**Directions for this task:** Show each line of the data below that has the string "greatly" in it.

========

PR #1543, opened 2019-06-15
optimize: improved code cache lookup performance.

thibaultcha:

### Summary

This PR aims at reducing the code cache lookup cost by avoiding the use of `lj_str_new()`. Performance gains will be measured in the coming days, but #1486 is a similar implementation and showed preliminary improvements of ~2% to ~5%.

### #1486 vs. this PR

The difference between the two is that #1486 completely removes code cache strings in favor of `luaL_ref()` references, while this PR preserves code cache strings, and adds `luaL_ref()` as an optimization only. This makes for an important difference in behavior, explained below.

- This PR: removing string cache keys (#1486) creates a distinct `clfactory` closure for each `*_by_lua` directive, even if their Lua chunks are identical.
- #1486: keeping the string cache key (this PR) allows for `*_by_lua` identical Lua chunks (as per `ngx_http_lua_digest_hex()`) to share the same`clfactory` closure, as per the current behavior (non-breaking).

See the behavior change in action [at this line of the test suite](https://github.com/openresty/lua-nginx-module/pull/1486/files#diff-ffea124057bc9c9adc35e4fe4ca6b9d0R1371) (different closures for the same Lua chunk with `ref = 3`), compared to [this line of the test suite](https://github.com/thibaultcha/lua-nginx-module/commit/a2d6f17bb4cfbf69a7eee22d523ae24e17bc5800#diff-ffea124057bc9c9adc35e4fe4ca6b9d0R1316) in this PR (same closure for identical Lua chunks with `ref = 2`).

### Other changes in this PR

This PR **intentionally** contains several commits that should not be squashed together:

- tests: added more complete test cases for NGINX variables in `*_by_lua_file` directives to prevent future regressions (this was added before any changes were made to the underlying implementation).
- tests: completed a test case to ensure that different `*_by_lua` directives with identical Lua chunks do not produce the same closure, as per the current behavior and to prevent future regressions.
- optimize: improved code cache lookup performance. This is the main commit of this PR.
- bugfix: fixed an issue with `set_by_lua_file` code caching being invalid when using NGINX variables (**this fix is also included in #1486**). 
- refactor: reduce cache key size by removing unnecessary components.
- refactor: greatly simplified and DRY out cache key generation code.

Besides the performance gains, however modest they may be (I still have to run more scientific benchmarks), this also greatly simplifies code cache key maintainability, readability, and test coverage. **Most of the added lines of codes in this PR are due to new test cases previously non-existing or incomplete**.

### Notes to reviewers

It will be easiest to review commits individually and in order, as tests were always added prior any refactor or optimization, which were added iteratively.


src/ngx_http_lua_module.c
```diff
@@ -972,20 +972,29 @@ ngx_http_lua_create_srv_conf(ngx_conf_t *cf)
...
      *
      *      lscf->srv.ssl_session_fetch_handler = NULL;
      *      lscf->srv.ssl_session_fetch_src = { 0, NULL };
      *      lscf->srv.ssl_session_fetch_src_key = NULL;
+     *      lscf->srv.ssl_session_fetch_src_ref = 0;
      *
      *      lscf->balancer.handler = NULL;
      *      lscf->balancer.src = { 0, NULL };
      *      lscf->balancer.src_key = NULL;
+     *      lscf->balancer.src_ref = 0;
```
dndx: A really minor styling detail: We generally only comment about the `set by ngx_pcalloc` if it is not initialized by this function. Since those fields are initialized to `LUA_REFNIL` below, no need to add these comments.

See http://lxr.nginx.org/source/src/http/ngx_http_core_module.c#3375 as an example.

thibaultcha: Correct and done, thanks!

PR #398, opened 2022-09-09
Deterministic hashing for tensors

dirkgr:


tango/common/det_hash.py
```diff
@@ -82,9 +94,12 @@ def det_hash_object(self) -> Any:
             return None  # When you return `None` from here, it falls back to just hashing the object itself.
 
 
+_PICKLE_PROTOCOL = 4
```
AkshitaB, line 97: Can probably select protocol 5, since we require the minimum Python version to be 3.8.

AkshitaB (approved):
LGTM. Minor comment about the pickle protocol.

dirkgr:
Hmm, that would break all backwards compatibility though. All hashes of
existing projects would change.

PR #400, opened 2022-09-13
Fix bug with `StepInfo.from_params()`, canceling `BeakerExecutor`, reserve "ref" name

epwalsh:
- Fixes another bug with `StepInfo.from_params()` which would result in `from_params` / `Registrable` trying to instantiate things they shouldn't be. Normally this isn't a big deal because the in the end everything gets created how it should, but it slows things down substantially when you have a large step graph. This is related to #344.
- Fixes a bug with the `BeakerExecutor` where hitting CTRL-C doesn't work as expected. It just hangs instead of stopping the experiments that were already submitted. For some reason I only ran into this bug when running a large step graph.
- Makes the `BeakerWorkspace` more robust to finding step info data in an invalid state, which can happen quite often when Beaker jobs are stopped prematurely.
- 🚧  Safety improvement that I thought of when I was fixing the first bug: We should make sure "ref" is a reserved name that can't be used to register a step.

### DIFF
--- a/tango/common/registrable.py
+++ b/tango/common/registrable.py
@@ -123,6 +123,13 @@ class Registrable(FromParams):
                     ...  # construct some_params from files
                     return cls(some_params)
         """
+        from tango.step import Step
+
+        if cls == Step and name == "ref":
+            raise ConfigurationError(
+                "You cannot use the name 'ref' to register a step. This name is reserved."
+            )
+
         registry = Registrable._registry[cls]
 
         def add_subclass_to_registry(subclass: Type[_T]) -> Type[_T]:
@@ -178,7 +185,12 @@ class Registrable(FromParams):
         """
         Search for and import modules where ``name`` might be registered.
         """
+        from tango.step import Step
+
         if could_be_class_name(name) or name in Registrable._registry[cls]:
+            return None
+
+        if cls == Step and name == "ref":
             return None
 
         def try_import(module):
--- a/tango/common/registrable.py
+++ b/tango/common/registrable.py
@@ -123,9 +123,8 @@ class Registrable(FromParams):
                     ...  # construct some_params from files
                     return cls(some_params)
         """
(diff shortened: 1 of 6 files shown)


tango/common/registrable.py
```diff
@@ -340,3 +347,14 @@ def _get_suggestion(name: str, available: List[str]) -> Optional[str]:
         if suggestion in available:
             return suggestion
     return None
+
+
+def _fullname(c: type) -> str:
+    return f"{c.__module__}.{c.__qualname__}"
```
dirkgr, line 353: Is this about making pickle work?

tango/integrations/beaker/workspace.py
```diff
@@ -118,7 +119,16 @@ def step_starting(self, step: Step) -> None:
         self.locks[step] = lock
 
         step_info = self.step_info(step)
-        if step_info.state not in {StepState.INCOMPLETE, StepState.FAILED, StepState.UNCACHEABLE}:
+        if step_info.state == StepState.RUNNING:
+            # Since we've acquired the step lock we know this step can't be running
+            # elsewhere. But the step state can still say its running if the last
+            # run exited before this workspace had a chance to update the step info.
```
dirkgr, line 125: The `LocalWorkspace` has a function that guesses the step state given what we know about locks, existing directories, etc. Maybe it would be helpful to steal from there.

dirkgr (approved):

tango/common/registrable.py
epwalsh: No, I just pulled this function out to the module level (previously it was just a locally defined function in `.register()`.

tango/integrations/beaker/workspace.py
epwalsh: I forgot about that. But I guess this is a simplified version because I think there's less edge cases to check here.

========

**Answer to the exercise:**
- refactor: greatly simplified and DRY out cache key generation code.
Besides the performance gains, however modest they may be (I still have to run more scientific benchmarks), this also greatly simplifies code cache key maintainability, readability, and test coverage. **Most of the added lines of codes in this PR are due to new test cases previously non-existing or incomplete**.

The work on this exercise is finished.